Mahatma Gandhi Road is the most important north–south road in Thiruvananthapuram City situated in the state of Kerala, India. The road starts from one of the most busiest centre in the state at East Fort and ends near to the LMS Church in the Museum Road. It is one of the main business streets in the city and the state and always carries heavy traffic. The road is of 6km in length and is maintained by the Thiruvananthapuram Corporation.

== Alignment ==

Its southern beginning point is at East fort in front of the famous Sree Padmanabhaswamy Temple and ends at LMS Junction, near Palayam in the north. From East Fort the road continues towards southwards to Thiruvallam Junction joining the National Highway 66.

== Landmarks ==

Many colonial era forts can be seen in and around East Fort like Vettimurichakotta, Kizhakkekotta etc. Its southern extreme constitute the main wholesale business district of Trivandrum, namely the Chalai Bazaar to the east of the road. It is also the most important trading centre in the city and the state from pre-independence period. To the west is the famous Sri Padmanabha Swamy Temple, inside the fort, the nucleus around which Trivandrum city evolved in the 18th-19th century. The major city bus stand known as the East Fort Bus Stand is also located here. There is also major parks like the Mahatma Gandhi Park, Putharikandam Maidanam are also located in East Fort. The second entry of Thiruvananthapuram Central Railway Station also opens, through the Power House Road, to MG Road at Pazhavangady, which is also famous for its Ganesha temple.

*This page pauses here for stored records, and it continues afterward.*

PR #1558, opened 2022-12-03
mupdf: Fix corrupt pdf metadata info if longer than 255 bytes

mroethke:
The function fz_lookup_metadata returns the length the metadata item actually has, not how much was written into the supplied buffer which is what the caller expects. This matters if the item is longer than the supplied fixed size buffer because ffi.string will read out of bounds and include the garbage it reads in the resulting lua string.

This is fixed by checking the return value and calling fz_lookup_metadata again with an appropriately sized buffer if the metadata item is longer than the initial buffer.

Another option would be to call the function first with a zero sized buffer, but than every call would pay the cost of two calls instead of only those calls that actually need a larger buffer.

koreader/koreader#9855

- - -
This change is [Reviewable](https://reviewable.io/reviews/koreader/koreader-base/1558)

### DIFF
--- a/ffi/mupdf.lua
+++ b/ffi/mupdf.lua
@@ -276,8 +276,14 @@ function document_mt.__index:openPage(number)
 end
 
 local function getMetadataInfo(doc, info)
-    local buf = ffi.new("char[?]", 255)
-    local res = M.fz_lookup_metadata(context(), doc, info, buf, 255)
+    local bufsize = 255
+    local buf = ffi.new("char[?]", bufsize)
+    local res = M.fz_lookup_metadata(context(), doc, info, buf, bufsize)
+    if res > bufsize then
+        bufsize = res + 1
+        buf = ffi.new("char[?]", bufsize)
+        res = M.fz_lookup_metadata(context(), doc, info, buf, bufsize)
+    end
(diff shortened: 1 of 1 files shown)


Frenzie (approved):

Frenzie:
> Another option would be to call the function first with a zero sized buffer, but than every call would pay the cost of two calls instead of only those calls that actually need a larger buffer.

I very much doubt that could ever matter, but sure, let's put a good example in the code for when it might. :smile:

mroethke:
Probably not, but it is post hoc rationalization anyway :D
I wrote it this way and while writing the commit message realized that another way exists and proceeded to search for a good reason not to change it.

Frenzie:
I just remembered you can do this:


Of course if the description is even stored by that (probably not, don't know otoh) it still won't make a difference in the grand scheme of things. ;-)

NiLuJe:
That's `snprintf`-like behavior, so, yeah, both approaches work (and I would tend to stick to defaulting to a sensible buffer size first instead of always assuming the worst).

The "always ask" approach makes sense when you really have no idea how large the result will be.

NiLuJe (approved):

Other Important landmarks of the city like the Government Ayurveda College, Kerala Government Secretariat, housing various government offices, University College, Connemara Market, Martyrs Column, Chandrasekharan Nair Stadium, Kerala University Stadium, Fine Arts College, Central Library, second gate to Thiruvananthapuram Corporation are located along this road.

== Development works ==

North of Overbridge Junction, the road is in various stages of being widened to six lanes, a part of the Capital Road Improvement Project. The project was expected to complete in a year.

Being the capital, the road is often blocked by various protest marches. The entire city often used to face this difficulty as MG Road was the main arterial road. To overcome this problem, an underpass from Senate Hall Circle now runs below the Martyrs' Square and ends to the east of Palayam, to the north of Connemara Market, on the main road to the Railway Station.

== Public transit ==
Many city buses servicing the city and its suburbs run through MG Road.

==Junctions==
MG Road in Thiruvananthapuram is the largest road in the state of Kerala in terms of size and traffic. Since the MG Road is the longest and widest road in Kerala, it naturally has many junctions. In total the road passes through main 10 / 11 (Palayam is even divided into 2 more junctions) junctions.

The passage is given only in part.